PR #158, opened 2016-03-04
Reaction listeners

anskaal:
Thank you for creating this client! :+1: 
Here are a few lines of code for enabling support for reaction listeners :)

### DIFF
--- a/examples/example-rtm-client.js
+++ b/examples/example-rtm-client.js
@@ -14,3 +14,11 @@ rtm.start();
 rtm.on('message', function handleRtmMessage(message) {
   console.log(message);
 });
+
+rtm.on('reaction_added', function handleRtmReactionAdded(reaction) {
+  console.log(reaction);
+});
+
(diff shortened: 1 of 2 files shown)


l12s:
Hi there - the current version of the client should emit `reaction_xxx` messages.

We emit an event https://github.com/slackhq/node-slack-client/blob/master/lib/clients/rtm/client.js#L424 for every message type (bar the `RTM_CLIENT_INTERNAL_EVENT_TYPES` ones). So, you should be able to do:

```
var RTM_EVENTS = require('@slack/client').RTM_EVENTS;
rtm.on(RTM_EVENTS.REACTION_ADDED, function() {
  ...
});
```

Our docs really aren't great right now though, so if you wanted to add the updates you have to the `example-rtm-client.js` file, that'd be great.

anskaal:
You are right @l12s :) Thanks

l12s:
Great - thanks!

PR #164, opened 2016-03-07
Updates the RTM message send functionality.

### LINKED ISSUE #163: Returning a reference of a sent message
So in the pre-v2 days you could do something like this:

```
let sentMessage = channel.send(`Hello!`);

setTimeout(() => {
  sentMessage.updateMessage('I will be deleted in 2 seconds.');
}, 1000);

setTimeout(() => {
  sentMessage.deleteMessage();
}, 3000);
```

Nowadays the callback for `rtm.sendMessage` only returns an error object and no other arguments. 

I had a look through the source and found that although you can update messages via `channel.updateMessage`, you need a reference to the message you sent, in particular its timestamp value. Plus it seems that you can only retrieve messages by using `channel.getMessageByTs`, again requiring that pesky timestamp.

Is there a way in the current system to emulate the above behavior? If not is it perhaps an idea to add a reference to the sent message in `rtm.sendMessage`'s optional callback like so:

```
rtm.sendMessage(`Hello!`, channel.id, (err, msg) => {
  channel.updateMessage('Updated!', msg.id);
});
```

Happy to implement this myself is someone can point me in the right direction.

l12s:
This:
- adds promise support to the RTM send / sendMessage functions
- updates the way message responses are handled, so that the message success callback is triggered when the API returns a message object with a `reply_to` matching the id of the sent message

Fixes #163

### DIFF
--- a/lib/clients/rtm/client.js
+++ b/lib/clients/rtm/client.js
@@ -3,11 +3,15 @@
  * See [the RTM client events](../events/client) for details of the client event lifecycle.
  */
 
+var Promise = require('bluebird');
 var bind = require('lodash').bind;
 var cloneDeep = require('lodash').cloneDeep;
 var contains = require('lodash').contains;
+var hasKey = require('lodash').has;
 var inherits = require('inherits');
+var isFunction = require('lodash').isFunction;
 var isUndefined = require('lodash').isUndefined;
+var noop = require('lodash').noop;
 
 var RTM_API_EVENTS = require('../events/rtm').EVENTS;
 var RTM_CLIENT_INTERNAL_EVENT_TYPES = [
@@ -23,6 +27,7 @@ var UNRECOVERABLE_RTM_START_ERRS = [
 var CLIENT_EVENTS = require('../events/client').RTM;
 var BaseAPIClient = require('../client');
 var RtmFacet = require('../web/facets').RtmFacet;
+var SlackRTMSendError = require('../errors').SlackRTMSendError;
 var makeMessageEventWithSubtype = require('../events/utils').makeMessageEventWithSubtype;
 var wsSocketFn = require('../transports/ws');
 
@@ -65,6 +70,20 @@ function RTMClient(token, opts) {
    */
   this.ws = undefined;
 
+  /**
+   *
+   * @type {number}
+   * @private
+   */
+  this._messageId = 1;
+
+  /**
+   *
+   * @type {{}}
+   * @private
+   */
+  this._msgResponseHandlers = {};
+
   if (!isUndefined(clientOpts.dataStore)) {
     this.registerDataStore(clientOpts.dataStore);
   }
@@ -104,14 +123,6 @@ RTMClient.prototype.activeUserId = undefined;
  * @type {string}
  */
 RTMClient.prototype.activeTeamId = undefined;
-
-
-/**
- * Maps message id to message object for messages sent to but not replied to by the remote server.
- * @type {Object}
- * @private
- */
-RTMClient.prototype._pendingMessages = {};
 
 
 /**
@@ -198,9 +209,10 @@ RTMClient.prototype.login = function login(opts) {
 
 /**
  * Generates the next message id to use.
+ *
+ * NOTE: This id must be unique per RTM connection.
  */
 RTMClient.prototype.nextMessageId = function nextMessageId() {
-  this._messageId = this._messageId || 1;
   return this._messageId++;
 };
 
@@ -322,7 +334,7 @@ RTMClient.prototype._pingServer = function _pingServer() {
   var pongInterval;
 
   if (this.connected) {
-    this.send({ type: 'ping' });
+    this.send({ type: 'ping' }, noop);
 
     // If the last pong was more than MAX_PONG_INTERVAL, force a reconnect
     pongInterval = Date.now() - this._lastPong;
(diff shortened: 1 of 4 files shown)


lib/clients/rtm/client.js
```diff
@@ -505,33 +515,106 @@ RTMClient.prototype.sendMessage = function sendMessage(text, channelId, optCb) {
...
     });
   } else {
-    err = 'ws not connected, unable to send message';
-    this.logger('debug', err);
-    if (!isUndefined(optCb)) {
-      optCb(new Error(err));
+    ret = new Promise(function wsSendPromiseInner(fulfill, reject) {
+      _this._registerMsgHandler(msgId, { fulfill: fulfill, reject: reject });
+      _this.ws.send(jsonMessage, undefined, function handleWsMsgResponseCb(wsRespErr) {
+        if (!isUndefined(wsRespErr)) {
```
PaulAsjes: I'm a little confused here, surely we'd want to call the callback from `sendMessage` with the response if there's no ws error? 

I tested this out and found that the callback was not invoked when a message is sent successfully.

l12s: This is the callback for the websocket's send function. The reason we don't call the callback for success here is that we're treating message success as being when the server responds to us with a message object containing a `reply_to` key and a `ts` key.

l12s: Can you give me an example of the calling code where you're not seeing the success cb fire? It was working for me in some simple tests, so not sure what's happening there...

PaulAsjes: Okay I see where I got turned around, I thought this was where we get the response object from the server containing the `reply_to` and `ts` keys.

Here's the code that I'm running: 

```
slack.sendMessage('Hello!', channel.id, (err, msg) => {
    console.log('ret:', err, msg);
  });
```

That log never fires despite the bot posting the message on Slack.

l12s: What's the channel id value there? I'm wondering how the response handler will work if it's given information that couldn't work, e.g. a channel id that doesn't exist.

l12s: Ok, weirdly, it seems like it will default to posting to the general channel if you pass in an invalid or non-existent channel id, so my thought there doesn't seem to make sense.

lib/clients/rtm/client.js
```diff
@@ -403,13 +415,15 @@ RTMClient.prototype._handleWsMessageViaEventHandler = function _handleWsMessageV
   messageType, message) {
   var replyTo;
 
+  if (!isUndefined(this.dataStore)) {
+    this.dataStore.handleRtmMessage(this.activeUserId, this.activeTeamId, messageType, message);
+  }
+
```
PaulAsjes: I might have found a clue as to what's going on. 

I added a log here:
`console.log('messageType:', messageType, message);`

And got this:
`messageType: undefined { ok: true, reply_to: 2, ts: '1457315835.000510', text: 'Hello!' }`

The message is the one sent by the bot, but that undefined value is intriguing, it should be of the type `RTM_API_EVENTS.MESSAGE` I believe. I also logged the `msgId` value in `_send`, and it corresponds to the one in the returned object above.

l12s: Hmm, thanks. I think it may be a misunderstanding on my part about how the `reply_to` ack is handled. Looking into that now.

l12s: Yep, that'd be it. Thanks for catching this! I'm not sure where the message with message type of `message` I tested against came from...

PaulAsjes: Yup, the `message` object here is missing a `type` parameter oddly enough.

Everesty: So the api docs were right, though I find that a bad thing in this case. I feel like that'd be a cause of a high number of issues for anyone trying to make their own client to use with the RTM api (most people would probably throw an error if they got a message without a type that wasn't an error). That, or I'm crazy.

I have math to do so I won't be able to test this for a solid hour, but I'll be sure to throw my best worst-cases at it.

PaulAsjes: @Everesty is right, this is technically Working As Intended. A workaround could be to check [here](https://github.com/slackhq/node-slack-client/blob/update_rtm_send/lib/clients/rtm/client.js#L380) whether `message` is undefined and if `ok` is true. If so, use the timestamp provided to grab the message via `getMessageByTs` (how you would gain access to that particular method I don't know) and use that instead.

l12s: I can work around the response not having a type. The thing that's confusing me right now is that I get a message with type `message` back from the RTM API with the contents of the message that I pushed, but only on reconnect.

I'm going to chat to the folks who work on our websocket code tomorrow to try and understand what the correct behavior here should be.

l12s:
Ok, I have a question out to the folks who work on our websocket servers to clarify what the expected behavior here should be.

Depending on how this should work, I have a couple thoughts on how to make the behavior work cleanly with this PR. I'll likely not be able to write a fix until mid-end of this week though, so will likely be somewhat delayed getting this out as a `2.2.0`

l12s:
I actually got a super quick reply, so I've added another commit that contains the logic for how I'd propose to address this.

PaulAsjes:
Did a quick test this morning and it seems to be working as expected. Although I did notice that when restarting my node process the last `RTM_EVENTS.MESSAGE` event would immediately fire, with the last known message as the payload.

I'll have another look this evening to see if I can figure out why the above is happening.

l12s:
That's actually an undocumented feature of the API. It returns the last known message when the connection first opens. That message will have a `reply_to` id set, although the id may not make any sense in the context of the local client, as it could be from a prior node process or from the web client if the user also has that open.

So, couple of options:
- the client can simply ignore events with type `message` and a `reply_to` key (the simplest option)
- the client can strip the `reply_to` and treat the last message as a regular message
- the client can check to see if it has a message handler registered for that `reply_to` id and then fire it if it does (ultimately the correct solution)

The other issue that comes up with this is that the client needs to (and doesn't currently) deal with message reply callbacks when the connection is dropped. I have some thoughts on how to do that gracefully, but they're kind of incomplete right now.

PaulAsjes:
It seems a little odd to me that the API would return the last known message on connection open, as it was sent before the local client started and thus can probably be ignored. However it's certainly not a huge issue and it might be useful in certain scenarios.

I think a combination of options 2 and 3 is probably best. The `reply_to` key is ultimately useless in the local client so should be omitted. All this is definitely out of scope for this particular PR so I say :+1: and thanks for turning this around so quickly!

l12s:
I believe that it's a convenience for cases where the client loses connection while a message is pending.

I'm going to implement option 2 and leave a TODO + create an issue to figure out the logic around managing handlers when the client disconnects / reconnects.

PR #165, opened 2016-03-07
Prevent pong crashing

mvaragnat:
Thanks Leah for this awesome client. 

I ran into an issue when starting several hundreds of teams at once. Sometimes, in a difficult-to-reproduce way, the pong from the RTM connection happened while the Websocket was not yet opened or was in the process of closing (if the token had been revoked). I am not 100% sure of the diagnostic, the error log was

/app/node_modules/ws/lib/WebSocket.js:180 
throw new Error('not opened'); 
^ 
Error: not opened 
at WebSocket.pong (/app/node_modules/ws/lib/WebSocket.js:180:11) 
at RTMClient.handleWsPing (/app/node_modules/@slack/client/lib/clients/rtm/client.js:465:13)

The proposed patch does NOT solve the underlying issue (which I don't understand) but simply sets the flag dontFailWhenClose on the WebSocket to avoid the app to crash


l12s:
Thanks, I'm likely going to be a bit slow merging this as I'm slammed for time to work on the client this week. Will try and pick this up and have a think about what might be happening with the pong connections mid-week.

l12s:
So, I spent some time thinking about this and I don't think that function actually makes any sense anymore.

It was something I translated directly from the old coffescript client, which may have been using an old enough version of `ws` when it started that the underlying ping / pong control frame back and forth wasn't automatic. At this point, it seems like all the standard node websocket libraries deal with that automatically, e.g. https://github.com/websockets/ws/blob/master/lib/WebSocket.js#L830, so I can't figure out what value having a handler for the underlying websocket `ping` event gives us.

So, I'm going to remove that event handler for now. Note that the logic for handling the Ping / Pong exchange at the RTM level, as discussed in https://api.slack.com/rtm will still be there.

https://github.com/slackhq/node-slack-client/commit/7f658e9971fd63b565c0aacc7dd32c7c1778fc16 does that work. I'll push out a 2.3.0-beta.1 release shortly. Would be great if you could try that out and see if it fixes things for you.

l12s:
Ok, you can `npm install @slack/client@2.3.0-beta.2` to get the version with that function removed.

I'm going to close this PR - could you update https://github.com/slackhq/node-slack-client/issues/176 if you have issues with that beta release?

PR #195, opened 2016-04-14
Updates the API facets to add new endpoints, fix a couple of bad args…

l12s:
… in others and create new facets.


l12s:
@DEGoodmanWilson - let's chat through this tomorrow / Friday?

PR #199, opened 2016-04-19
add an rtm client example with datastore usage

ggauravr:
It took me a while to figure out the usage of datastore. So adding a simple example on how to use it with rtm client that would help others get started!


l12s:
Thanks for contributing!

ggauravr:
Awesome. Thanks!

Issue #309, opened 2026-04-23
Auto-import remote sessions discovered via list_cmd into the sidebar


sachiniyer:
## Context

Per `docs/remote-hooks.md`, `list_cmd` is described as "Lists all running remote sessions" — which reads as if it feeds the sidebar. In practice it only feeds `IsAlive`.

`grep -r ListCmd --exclude='*_test.go'` across the repo:

- `config/repo_config.go:17` — struct field
- `session/backend_hook.go:192` — the only caller, inside `IsAlive`

No path reads the list and reconciles it against `instances/<repoID>/instances.json`. So if a repo has running remote sessions that weren't started via `Ctrl+R` in this TUI (spun up directly with the launch script, left over from another machine, shared across teammates, etc.), they never show up in the sidebar. The user has to recreate each one with `Ctrl+R`, which generally tries to *provision a new remote* and either collides on a name conflict or silently creates a second resource set — neither is what they want.

## Repro

1. Configure `remote_hooks` for a repo in `~/.agent-factory/repos/<repoID>/config.json`.
2. Provision a remote session directly with `launch_cmd --name foo --json` (outside the TUI).
3. Confirm `list_cmd --json` returns `[{"name": "foo", "status": "running", ...}]`.
4. Open agent-factory on that repo. Expected: `foo` visible in the sidebar. Actual: sidebar empty (or only shows TUI-created sessions).

## Proposal

On startup (and/or on an explicit `Ctrl+Shift+R` sync), call `list_cmd --json` for the active repo, diff against `instances/<repoID>/instances.json`, and for each entry with no matching tracked instance:

- Option A (automatic): import it as a `backend_type: "remote"` instance with `title = entry.name`, `path = repo root`, `remote_meta = entry`.
- Option B (prompted): surface a selection overlay ("3 remote sessions not in your sidebar — import?") so the user opts in per-entry.

Option B is probably safer — avoids silently adopting sessions a teammate created.

Symmetric feature worth considering: reconcile in the other direction too — an instance locally marked running that `list_cmd` doesn't return could be auto-pruned (or at least surfaced visibly).

## Why this matters

Without this, the `list_cmd` hook is under-used — it's only useful to decorate alive/dead status on sessions the TUI itself created. For anyone sharing remote machines across devices or using the launch script outside the TUI, the sidebar doesn't reflect reality.

## Workaround today

[...]

PR #340, opened 2026-04-23
fix(session): drop sha256 suffix from hook slug, enforce Title uniqueness at create time

### LINKED ISSUE #312: slugify appends undocumented sha256 suffix, breaks hook protocol + adoption of existing sessions
## Summary

`session.slugify` in `session/backend_hook.go:45-58` appends `sha256(title)[:8]` to every slug passed to `launch_cmd` / `list_cmd` / `attach_cmd` / `delete_cmd`:

```go
// Append a short hash of the original title to guarantee uniqueness.
h := sha256.Sum256([]byte(title))
return s + "-" + hex.EncodeToString(h[:])[:8]
```

Introduced in #188 (commit `ff89de9`, "fix: remote hook session name collisions between instances"). The stated intent — prevent `"my_app"` and `"myapp"` from colliding — is reasonable. But the implementation has three problems:

## 1. Silent change to the hook protocol, not reflected in docs

`docs/remote-hooks.md` describes `launch_cmd --name <name>`, `delete_cmd --name <name>`, `attach_cmd <name>` as receiving a slug of the title. No mention of a hash suffix. Any hook script written against the published contract will receive input that doesn't match its expectations.

Concrete example from my setup: agent-factory calls `attach_cmd af-test-5725eda4` where `5725eda4 == sha256("af-test")[:8]`. My hook script computed `box-${NAME}` as the hostname → `box-af-test-5725eda4` → `Could not resolve hostname`. Boxes provisioned externally as `box-af-test` are unreachable.

Minimum fix: either document it prominently (with an example), or drop it.

## 2. Existing remote sessions can't be adopted

Today there's no code path that imports `list_cmd` output into the sidebar (see #309). The workaround I'm using is hand-editing `instances/<repoID>/instances.json` to add `backend_type: "remote"` entries for VMs that already exist. With the hash suffix, this workaround breaks:

- I add an entry with `title: "af-test"` pointing at an existing VM `box-af-test`.
- `IsAlive` calls `slugify("af-test")` → `"af-test-5725eda4"`, then compares that string against every `name` from `list_cmd`.
- `list_cmd` returns `"af-test"` (matching the real resource).
- `"af-test-5725eda4" != "af-test"` → instance shown as dead even though it's up.
- `attach_cmd` called with `"af-test-5725eda4"` can't reach the real box.

Even if #309 auto-import lands, the imported instances would need `Title` such that `slugify(Title) == list_cmd_name`. There's no preimage you can pick — `slugify` always appends a fresh hash from the current Title, so `Title = "foo-<hash>"` just produces `"foo-<hash>-<newHash>"`.

## 3. Collision prevention belongs at a different layer

The original concern — `"my_app"` and `"myapp"` both slug to `"myapp"` — is a **title-namespace** problem, not a hook-protocol problem. agent-factory already knows the full list of Titles in an instance-list; it should enforce uniqueness by rejecting the second `"my_app"` at create time, not by mangling the slug. That way:

- Hook scripts receive the clean slug matching the docs.
- External resources naturally round-trip via `list_cmd`.
- Existing sessions can be adopted by hand-edit (and eventually via #309 auto-import).

## Proposed fix

Drop the hash suffix from `slugify` and enforce Title uniqueness elsewhere. Something like:

- In `app/handle_input.go` (the create path), before accepting a new Title, check `storage.LoadInstances()` for a Title whose `slugify` collides with the candidate and refuse with an error ("a session with slug `myapp` already exists").
- Leave `slugify` as the pure title → slug function documented in `remote-hooks.md`.

If there's a reason to keep the hash tied to lifecycle (e.g. you want `launch_cmd` calls to be distinguishable when the same Title is re-used across time), make it opt-in via a config flag in `RepoConfig`. Default off to match the docs.

## Repro

```bash
# In a repo with remote_hooks configured, add a remote instance via hand-edit:
jq '. + [{
  "title": "mybox",
  "path": "<repo-root>",
  "branch": "mybox",
  "status": 1,
  "created_at": "2026-01-01T00:00:00Z",
  "updated_at": "2026-01-01T00:00:00Z",
  "backend_type": "remote",
  "remote_meta": {"name": "mybox", "status": "running"}
}]' ~/.agent-factory/instances/<repoID>/instances.json > /tmp/new.json
mv /tmp/new.json ~/.agent-factory/instances/<repoID>/instances.json

# Make list_cmd return [{"name":"mybox","status":"running"}].
# Launch af. Observe: instance appears in sidebar but marked dead;
# attaching invokes attach_cmd with "mybox-<8hex>" instead of "mybox".
```

## Related

- #309 — auto-import from list_cmd. These two compound: a hash suffix is strictly worse when there's no import path, because the only workaround (hand-edit) breaks.

sachiniyer:
## Summary

- `session.Slugify` no longer appends `sha256(title)[:8]` — the slug passed to `launch_cmd` / `list_cmd` / `attach_cmd` / `delete_cmd` is now exactly what `docs/remote-hooks.md` describes, so hook scripts that compute resource names from `\$NAME` (e.g. `box-\$NAME`) match resources provisioned externally under the same slug, and `list_cmd` entries round-trip through `IsAlive`.
- Collisions between Titles that reduce to the same slug (`my_app` vs `myapp`) are now rejected at session-creation time in `app/handle_input.go` via the new `session.FindSlugCollision` helper. That keeps uniqueness a Title-namespace concern while leaving the hook protocol clean.
- `docs/remote-hooks.md` gains a short `Session Names (slugs)` section documenting the exact slug derivation rules.

Stays compatible with the `remoteMeta["name"]` preference added in #309 — when a name is present in `remoteMeta` (e.g. for imported sessions) it remains authoritative; `Slugify(title)` only fills in for TUI-created sessions whose Title is their source of truth.

Fixes #312.

## Test plan

- [x] `go build ./...`
- [x] `go test ./...` — new tests: `TestSlugifyNoHashSuffix`, `TestSlugifyCollisionsReduce`, `TestFindSlugCollision`, `TestHandleStateNewRejectsRemoteSlugCollision`.
- [x] `gofmt -l .` — clean.
- [x] `golangci-lint run --timeout=3m --fast` — clean.
- [ ] Manual: with remote_hooks configured, hand-edit `instances.json` to add a remote entry with `title: mybox` pointing at an existing `mybox` remote, launch af, confirm the sidebar entry is reported alive and `attach_cmd` is invoked with `mybox` (no hex suffix).
- [ ] Manual: creating a remote session named `my_app` while one named `myapp` exists shows an error in the errBox and keeps the user in the naming state.

### DIFF
--- a/app/handle_input.go
+++ b/app/handle_input.go
@@ -41,6 +41,27 @@ func (m *home) handleStateNew(msg tea.KeyMsg) (tea.Model, tea.Cmd) {
 			return m, m.handleError(fmt.Errorf("title cannot be empty"))
 		}
 
+		// For remote instances, reject titles that collide with an existing
+		// remote session's hook-script slug. slugify is lossy (e.g. "my_app"
+		// and "myapp" both become "myapp"); enforcing uniqueness here keeps
+		// the slug stable at the hook layer so launch_cmd / delete_cmd /
+		// attach_cmd can address the right remote resource (see issue #312).
+		if instance.IsRemote() {
+			existing := make([]*session.Instance, 0, m.sidebar.NumInstances())
+			for _, other := range m.sidebar.GetInstances() {
+				if other == instance || !other.IsRemote() {
+					continue
+				}
+				existing = append(existing, other)
+			}
+			if dup := session.FindSlugCollision(instance.Title, existing); dup != "" {
+				return m, m.handleError(fmt.Errorf(
+					"a remote session titled %q already maps to slug %q",
+					dup, session.Slugify(instance.Title),
+				))
+			}
+		}
+
 		// Apply the program selected during naming
 		instance.Program = m.pendingProgram
 		instance.SetStatus(session.Loading)
--- a/app/handle_input.go
+++ b/app/handle_input.go
@@ -41,11 +41,30 @@ func (m *home) handleStateNew(msg tea.KeyMsg) (tea.Model, tea.Cmd) {
 			return m, m.handleError(fmt.Errorf("title cannot be empty"))
 		}
 
-		// For remote instances, reject titles that collide with an existing
-		// remote session's hook-script slug. slugify is lossy (e.g. "my_app"
-		// and "myapp" both become "myapp"); enforcing uniqueness here keeps
-		// the slug stable at the hook layer so launch_cmd / delete_cmd /
-		// attach_cmd can address the right remote resource (see issue #312).
+		// Reject duplicate Titles at the naming stage (applies to local
+		// and remote). For local sessions an identical Title would later
+		// fail at tmux Start with "tmux session already exists"; for
+		// remote it would silently re-invoke launch_cmd with an already-
+		// taken --name. Catching it here gives a cleaner error in the
+		// naming flow rather than after Start.
+		for _, other := range m.sidebar.GetInstances() {
+			if other == instance {
+				continue
+			}
+			if other.Title == instance.Title {
+				return m, m.handleError(fmt.Errorf(
+					"a session titled %q already exists", instance.Title,
+				))
+			}
+		}
+
+		// For remote instances, also reject titles that reduce to an
+		// existing remote slug ("my_app" and "myapp" both slugify to
+		// "myapp"). slugify is lossy, and catching the collision here
+		// keeps the slug stable at the hook layer so launch_cmd /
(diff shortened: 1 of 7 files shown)


sachiniyer:
Superseded by #435, which brought the #312 remote hook identity fix forward on current master and passed CI. Closing this stale/conflicting PR.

WHAT THE TASK ASKS - Only the lines above starting at the one containing "Is there a way" and ending at the one containing "- adds promise", both included, are to be returned, exactly as they read.

RESULT -
Is there a way in the current system to emulate the above behavior? If not is it perhaps an idea to add a reference to the sent message in `rtm.sendMessage`'s optional callback like so:

```
rtm.sendMessage(`Hello!`, channel.id, (err, msg) => {
  channel.updateMessage('Updated!', msg.id);
});
```

Happy to implement this myself is someone can point me in the right direction.

l12s:
This:
- adds promise support to the RTM send / sendMessage functions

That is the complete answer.